### Activity:
Exact reproduction of every entry is required.

- - -

Issue #13268, opened 2017-05-11
New UI for Multi-table query generator


Achilles-96:
Currently, we have two ways of building multi-table queries in order to reduce user effort while querying multiple tables - one is designer (db_designer.php) and the other is a form-based query builder (db_qbe.php) which is redundant. The new UI replaces these two interfaces. This UI helps in reducing the learning curve for users who are new to managing databases and also to make multi-table querying faster and easier.

This issue is part of GSoC project.
Mentor: @ibennetch

Achilles-96:
* Right now, after result of submitted query is fetched, a lot of space is occupied on top with various options pushing the actual builder down ([image](http://bit.ly/2nCHGQM)). This is unfriendly as it is common to want to modify the query soon. The new interface will ensure that builder itself will take much less amount of space on top leaving room for result to be shown below builder.
* I have made a [mockup](http://bit.ly/2nlONui) of what I planned to implement. Criteria will be entered as free text (we can provide interface for basic criteria like ‘AND’, ‘OR’ etc.)
* I also have a plan to add additional filters after results are displayed, as reflected in the mockup referred above.

Please share your opinions.

PR #13342, opened 2017-06-01
Interface design for Multi-table query

Achilles-96:
Not to merge.
I made layout for new UI. Please review this and let me know if I can proceed further implementing backend as well.
Issue - #13268 

### DIFF
--- a/db_multi_table_query.php
+++ b/db_multi_table_query.php
@@ -1,0 +1,58 @@
+<?php
+/* vim: set expandtab sw=4 ts=4 sts=4: */
+/**
+ * query by example the whole database
+ *
+ * @package PhpMyAdmin
+ */
+use PhpMyAdmin\Response;
+use PhpMyAdmin\DbMultiTableQuery;
+use PhpMyAdmin\Sql;
+
+require_once 'libraries/common.inc.php';
+
+if (isset($_REQUEST['sql_query'])) {
+    $sql_query = $_REQUEST['sql_query'];
+    $db = $_REQUEST['db'];
+    include_once 'libraries/parse_analyze.lib.php';
+    list(
+        $analyzed_sql_results,
+        $db,
+        $table_from_sql
+    ) = PMA_parseAnalyze($sql_query, $db);
+
+    extract($analyzed_sql_results);
+    $goto = 'db_multi_table_query.php';
+    $html_output = Sql::executeQueryAndSendQueryResponse(
+        null, // analyzed_sql_results
+        false, // is_gotofile
+        $db, // db
+        null, // table
+        null, // find_real_end
+        null, // sql_query_for_bookmark - see below
+        null, // extra_data
+        null, // message_to_show
+        null, // message
+        null, // sql_data
+        $goto, // goto
+        $pmaThemeImage, // pmaThemeImage
+        null, // disp_query
+        null, // disp_message
+        null, // query_type
+        $sql_query, // sql_query
+        null, // selectedTables
+        null // complete_query
+    );
+    exit;
+}
+
+$response = Response::getInstance();
+
+$header = $response->getHeader();
+$scripts = $header->getScripts();
+$scripts->addFile('vendor/jquery.md5.js');
+$scripts->addFile('db_multi_table_query.js');
+
+$QueryInstance = new DbMultiTableQuery($db);
+
+$response->addHTML($QueryInstance->getFormHTML());
--- a/js/db_multi_table_query.js
+++ b/js/db_multi_table_query.js
@@ -1,0 +1,256 @@
+/* vim: set expandtab sw=4 ts=4 sts=4: */
+/**
+ * @fileoverview    function used in QBE for DB
+ * @name            Database Operations
+ *
+ * @requires    jQuery
+ * @requires    jQueryUI
+ * @requires    js/functions.js
+ *
+ */
+
+/**
+ * js file for handling AJAX and other events in db_multi_table_query.php
+ */
+
+/**
+ * Unbind all event handlers before tearing down a page
+ */
+AJAX.registerTeardown('db_multi_table_query.js', function () {
+    $('.tableNameSelect').each(function(){
+        $(this).off('change');
+    });
+    $('#update_query_button').off('click');
+    $('#add_column_button').off('click');
+});
+
+AJAX.registerOnload('db_multi_table_query.js', function () {
+
+    var editor = PMA_getSQLEditor($('#MultiSqlquery'), {}, 'both');
+    $('.CodeMirror-line').css('text-align', 'left');
+    editor.setSize(-1, 50);
+
+    var column_count = 3;
+    PMA_init_slider();
+    addNewColumnCallbacks();
+
+    function escapeBacktick(s) {
+        return s.replace('`', '``');
+    }
+
+    function escapeSingleQuote(s) {
+        return s.replace('\\', '\\\\').replace('\'', '\\\'');
+    }
+
+    $('#update_query_button').on('click', function() {
+        var columns = [];
+        var table_aliases = {};
+        $('.tableNameSelect').each(function() {
+            $show = $(this).siblings('.show_col').first();
+            if ($(this).val() !== "" && $show.prop('checked')) {
+
+                var table_alias = $(this).siblings('.table_alias').first().val();
+                var column_alias = $(this).siblings('.col_alias').first().val();
+
+                if (table_alias !== "") {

- - -

### Response to the exercise:
Issue #13268, opened 2017-05-11
New UI for Multi-table query generator


Achilles-96:
Currently, we have two ways of building multi-table queries in order to reduce user effort while querying multiple tables - one is designer (db_designer.php) and the other is a form-based query builder (db_qbe.php) which is redundant. The new UI replaces these two interfaces. This UI helps in reducing the learning curve for users who are new to managing databases and also to make multi-table querying faster and easier.

This issue is part of GSoC project.
Mentor: @ibennetch

Achilles-96:
* Right now, after result of submitted query is fetched, a lot of space is occupied on top with various options pushing the actual builder down ([image](http://bit.ly/2nCHGQM)). This is unfriendly as it is common to want to modify the query soon. The new interface will ensure that builder itself will take much less amount of space on top leaving room for result to be shown below builder.
* I have made a [mockup](http://bit.ly/2nlONui) of what I planned to implement. Criteria will be entered as free text (we can provide interface for basic criteria like ‘AND’, ‘OR’ etc.)
* I also have a plan to add additional filters after results are displayed, as reflected in the mockup referred above.

Please share your opinions.

PR #13342, opened 2017-06-01
Interface design for Multi-table query

Achilles-96:
Not to merge.
I made layout for new UI. Please review this and let me know if I can proceed further implementing backend as well.
Issue - #13268 

### DIFF
--- a/db_multi_table_query.php
+++ b/db_multi_table_query.php
@@ -1,0 +1,58 @@
+<?php
+/* vim: set expandtab sw=4 ts=4 sts=4: */
+/**
+ * query by example the whole database
+ *
+ * @package PhpMyAdmin
+ */
+use PhpMyAdmin\Response;
+use PhpMyAdmin\DbMultiTableQuery;
+use PhpMyAdmin\Sql;
+
+require_once 'libraries/common.inc.php';
+
+if (isset($_REQUEST['sql_query'])) {
+    $sql_query = $_REQUEST['sql_query'];
+    $db = $_REQUEST['db'];
+    include_once 'libraries/parse_analyze.lib.php';
+    list(
+        $analyzed_sql_results,
+        $db,
+        $table_from_sql
+    ) = PMA_parseAnalyze($sql_query, $db);
+
+    extract($analyzed_sql_results);
+    $goto = 'db_multi_table_query.php';
+    $html_output = Sql::executeQueryAndSendQueryResponse(
+        null, // analyzed_sql_results
+        false, // is_gotofile
+        $db, // db
+        null, // table
+        null, // find_real_end
+        null, // sql_query_for_bookmark - see below
+        null, // extra_data
+        null, // message_to_show
+        null, // message
+        null, // sql_data
+        $goto, // goto
+        $pmaThemeImage, // pmaThemeImage
+        null, // disp_query
+        null, // disp_message
+        null, // query_type
+        $sql_query, // sql_query
+        null, // selectedTables
+        null // complete_query
+    );
+    exit;
+}
+
+$response = Response::getInstance();
+
+$header = $response->getHeader();
+$scripts = $header->getScripts();
+$scripts->addFile('vendor/jquery.md5.js');
+$scripts->addFile('db_multi_table_query.js');
+
+$QueryInstance = new DbMultiTableQuery($db);
+
+$response->addHTML($QueryInstance->getFormHTML());
--- a/js/db_multi_table_query.js
+++ b/js/db_multi_table_query.js
@@ -1,0 +1,256 @@
+/* vim: set expandtab sw=4 ts=4 sts=4: */
+/**
+ * @fileoverview    function used in QBE for DB
+ * @name            Database Operations
+ *
+ * @requires    jQuery
+ * @requires    jQueryUI
+ * @requires    js/functions.js
+ *
+ */
+
+/**
+ * js file for handling AJAX and other events in db_multi_table_query.php
+ */
+
+/**
+ * Unbind all event handlers before tearing down a page
+ */
+AJAX.registerTeardown('db_multi_table_query.js', function () {
+    $('.tableNameSelect').each(function(){
+        $(this).off('change');
+    });
+    $('#update_query_button').off('click');
+    $('#add_column_button').off('click');
+});
+
+AJAX.registerOnload('db_multi_table_query.js', function () {
+
+    var editor = PMA_getSQLEditor($('#MultiSqlquery'), {}, 'both');
+    $('.CodeMirror-line').css('text-align', 'left');
+    editor.setSize(-1, 50);
+
+    var column_count = 3;
+    PMA_init_slider();
+    addNewColumnCallbacks();
+
+    function escapeBacktick(s) {
+        return s.replace('`', '``');
+    }
+
+    function escapeSingleQuote(s) {
+        return s.replace('\\', '\\\\').replace('\'', '\\\'');
+    }
+
+    $('#update_query_button').on('click', function() {
+        var columns = [];
+        var table_aliases = {};
+        $('.tableNameSelect').each(function() {
+            $show = $(this).siblings('.show_col').first();
+            if ($(this).val() !== "" && $show.prop('checked')) {
+
+                var table_alias = $(this).siblings('.table_alias').first().val();
+                var column_alias = $(this).siblings('.col_alias').first().val();
+
+                if (table_alias !== "") {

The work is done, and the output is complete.